В зубах у подростка дымилась папироса. Мне вдруг нестерпимо захотелось курить. Вприпрыжку, поджимая зябкие ноги, я направился к нему и подошел вплотную.
— Эй, - сказал я, - лишней папиросы не найдется? Он скользнул по мне взглядом, прищурился, затянулся, кутаясь в дым. Потом, опустив ресницы, сказал застуженным, ломким каким-то тенорком:
— Последняя…
— Ну, так оставь затянуться!
— Ладно,- кивнул подросток и, оторвав зубами мокрый краешек мундштука, протянул мне окурок.

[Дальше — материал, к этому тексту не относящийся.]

PR #225, opened 2016-07-28
issue208-get-windows-builds-working

JEStaubach:
appveyor.yml
    - include msys\bin to provide make
    - no command for bdist_wheel when running python setup.py so replace with bdist
Makefile
    - windows would not allow the complex python -c commands so replaced with a temp script.

Testing - Already had failed tests that are passing now. No new tests seemed to be required.

### DIFF
--- a/appveyor.yml
+++ b/appveyor.yml
@@ -28,7 +28,7 @@ environment:
       TOX_ENV: "py35"
 
 init:
-  - set PATH=%PYTHON%;%PYTHON%\Scripts;%PATH%
+  - set PATH=%PYTHON%;%PYTHON%\Scripts;C:\MinGW\msys\1.0\bin;%PATH%
   - "git config --system http.sslcainfo \"C:\\Program Files\\Git\\mingw64\\ssl\\certs\\ca-bundle.crt\""
   - "%PYTHON%/python -V"
   - "%PYTHON%/python -c \"import struct;print(8 * struct.calcsize(\'P\'))\""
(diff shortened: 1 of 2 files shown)


appveyor.yml
```diff
@@ -44,7 +44,7 @@ test_script:
   - "%PYTHON%/Scripts/tox -e %TOX_ENV%"
 
 after_test:
-  - "%PYTHON%/python setup.py bdist_wheel"
+  - "%PYTHON%/python setup.py bdist"
```
eliasdorneles: Hm, I think there is no point in distributing a binary if it's not wheel.
Do you know why it's failing to build a wheel in appveyor, even the wheel format package installs fine?

{{cookiecutter.project_slug}}/Makefile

Он держал его деликатно - кончиками пальцев. И я невольно обратил внимание на форму его руки. Рука была узкой и слабенькой, и какой-то почти неживой.
— Затянись!
– сказал подросток.
– Отведи душу, если не брезгуешь.
Я взгромоздился рядом с ним на лавку, скрестил ноги по-турецки и так сидел некоторое время, помалкивая, мусоля тлеющую папиросу.
— На волю?
– поинтересовался он затем.
– Или на этап?
— На волю, - ответил я.
– А ты?
— Тоже.
— Что-то они долго возятся. Не могут вещички наши найти, что ли?
— Так ведь на волю, - сощурился он.
– Тут они не спешат…
И еще раз, искоса оглядев меня, спросил негромко:
— По болезни?
— Да… Сактировали. В общем, подвезло. Поперло!
— И меня, - сказал он жалобно.
– И меня - по болезни…
— Да уж ясно!
Я провел ладонью по стриженой его голове, по склоненной детской тоненькой шее.